Issue #4336, opened 2018-03-24
[Language] Turkish localization stays English after latest update


Tmp341:
### Description of the Issue

After the latest 7.5.6 update, Turkish language file isn't effective. Even though it is (Turkish.xml) locally presents. There was no problem before this.

### Steps to Reproduce the Issue

1. Installing latest update.
2. Changing to Turkish language.

### Expected Behavior

Language changed to Turkish.

### Actual Behavior

Language stays as English.

### Debug Information

Notepad++ v7.5.6   (32-bit)
Build time : Mar 19 2018 - 00:26:59
Path : C:\Program Files (x86)\Notepad++\notepad++.exe
Admin mode : OFF
Local Conf mode : OFF
OS : Windows 10 (64-bit)
Plugins : ComparePlugin.dll nppcrypt.dll NppTextFX.dll PluginManager.dll Tidy2.dll 

![2](https://user-images.githubusercontent.com/1683388/37862187-d53932ba-2f59-11e8-8a74-95c1466641b8.jpg)

rddim:
The problem is that you have missing `>` at line 949 `</FindInFinder` must be `</FindInFinder>`
Also you have incorrect strings at line 1033 `<ÇevirOpenInAdminMode` must be `<OpenInAdminMode` and at line 1165 `<Çevirfinder-find-in-finder` must be `<finder-find-in-finder`

Tmp341:
How could i've missed those? 👍

Tmp341:
There is still an error or Notepad++ doesn't work with copy paste localizations. No change, even after locally error fixing.

SinghRajenM:
> No change, even after locally error fixing.

Follow below steps - 
1. Switch to English language (Settings->Preferences->General->Localization->English)
2. Update the Turkish localization in "%programfiles%\Notepad++\localization" or "%programfiles(x86)%\Notepad++\localization" based on your system architecture.
3. Now switch back to your localized language (similar to step 1).

It should work.

SinghRajenM:
Also there is one more issue around line 473.

```
<ShortcutMapperSubDialg title="Kısayol">
                <Item id="1" name=Tamam"/>
```

```name=Tamam"``` should contain quote after sign =.

Tmp341:
Because of those lines, my localization isn't working. I have to figure out my mistakes.

nesbilisim:
Solved,
Please add attached file in to localization.
[...]

PR #4338, opened 2018-03-24
Update Turkish translation

Tmp341:
- Trying to fix my errors made before #4336.

But tested directly, no luck. At least this fixes errors i've made.

### DIFF
--- a/PowerEditor/installer/nativeLang/turkish.xml
+++ b/PowerEditor/installer/nativeLang/turkish.xml
@@ -1,6 +1,6 @@
 <?xml version="1.0" encoding="utf-8" ?>
 <NotepadPlus>
-	<Native-Langue name="Turkish" filename="turkish.xml" version="7.5.5">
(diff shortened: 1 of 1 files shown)


SinghRajenM:
Line [473](https://github.com/Tmp341/notepad-plus-plus/blob/016bb0adff49f82f6b7b2a93d1a597cef67e5b6d/PowerEditor/installer/nativeLang/turkish.xml#L473) also requires fix

```                <Item id="1" name=Tamam"/>```

**Comment by Tmp341** [comment]
Still not working. What is wrong with this?

**Comment by rddim** [comment]
Remove the space between `&amp;` and `Unix` at line 739 if you want to use <kbd>Alt</kbd>+<kbd>U</kbd> for enable/disable

**Comment by donho** [comment]
By using the following command, I've an error:
```
$ git checkout -b Tmp341-patch-1 master
fatal: A branch named 'Tmp341-patch-1' already exists.
```
You should create a new branch for a new PR instead of using the old branch.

------------------------------

▶ _Task statement_
Reproduce the lines above. Leave each one as it is.

▶ _Reply to the exercise_
Issue #4336, opened 2018-03-24
[Language] Turkish localization stays English after latest update


Tmp341:
### Description of the Issue

After the latest 7.5.6 update, Turkish language file isn't effective. Even though it is (Turkish.xml) locally presents. There was no problem before this.

### Steps to Reproduce the Issue

1. Installing latest update.
2. Changing to Turkish language.

### Expected Behavior

Language changed to Turkish.

### Actual Behavior

Language stays as English.

### Debug Information

Notepad++ v7.5.6   (32-bit)
Build time : Mar 19 2018 - 00:26:59
Path : C:\Program Files (x86)\Notepad++\notepad++.exe
Admin mode : OFF
Local Conf mode : OFF
OS : Windows 10 (64-bit)
Plugins : ComparePlugin.dll nppcrypt.dll NppTextFX.dll PluginManager.dll Tidy2.dll 

![2](https://user-images.githubusercontent.com/1683388/37862187-d53932ba-2f59-11e8-8a74-95c1466641b8.jpg)

rddim:
The problem is that you have missing `>` at line 949 `</FindInFinder` must be `</FindInFinder>`
Also you have incorrect strings at line 1033 `<ÇevirOpenInAdminMode` must be `<OpenInAdminMode` and at line 1165 `<Çevirfinder-find-in-finder` must be `<finder-find-in-finder`

Tmp341:
How could i've missed those? 👍

Tmp341:
There is still an error or Notepad++ doesn't work with copy paste localizations. No change, even after locally error fixing.

SinghRajenM:
> No change, even after locally error fixing.

Follow below steps - 
1. Switch to English language (Settings->Preferences->General->Localization->English)
2. Update the Turkish localization in "%programfiles%\Notepad++\localization" or "%programfiles(x86)%\Notepad++\localization" based on your system architecture.
3. Now switch back to your localized language (similar to step 1).

It should work.

SinghRajenM:
Also there is one more issue around line 473.

```
<ShortcutMapperSubDialg title="Kısayol">
                <Item id="1" name=Tamam"/>
```

```name=Tamam"``` should contain quote after sign =.

Tmp341:
Because of those lines, my localization isn't working. I have to figure out my mistakes.

nesbilisim:
Solved,
Please add attached file in to localization.
[...]

PR #4338, opened 2018-03-24
Update Turkish translation

Tmp341:
- Trying to fix my errors made before #4336.

But tested directly, no luck. At least this fixes errors i've made.

### DIFF
--- a/PowerEditor/installer/nativeLang/turkish.xml
+++ b/PowerEditor/installer/nativeLang/turkish.xml
@@ -1,6 +1,6 @@
 <?xml version="1.0" encoding="utf-8" ?>
 <NotepadPlus>
-	<Native-Langue name="Turkish" filename="turkish.xml" version="7.5.5">
(diff shortened: 1 of 1 files shown)


SinghRajenM:
Line [473](https://github.com/Tmp341/notepad-plus-plus/blob/016bb0adff49f82f6b7b2a93d1a597cef67e5b6d/PowerEditor/installer/nativeLang/turkish.xml#L473) also requires fix

```                <Item id="1" name=Tamam"/>```

**Comment by Tmp341** [comment]
Still not working. What is wrong with this?

**Comment by rddim** [comment]
Remove the space between `&amp;` and `Unix` at line 739 if you want to use <kbd>Alt</kbd>+<kbd>U</kbd> for enable/disable

**Comment by donho** [comment]
By using the following command, I've an error:
```
$ git checkout -b Tmp341-patch-1 master
fatal: A branch named 'Tmp341-patch-1' already exists.
```
You should create a new branch for a new PR instead of using the old branch.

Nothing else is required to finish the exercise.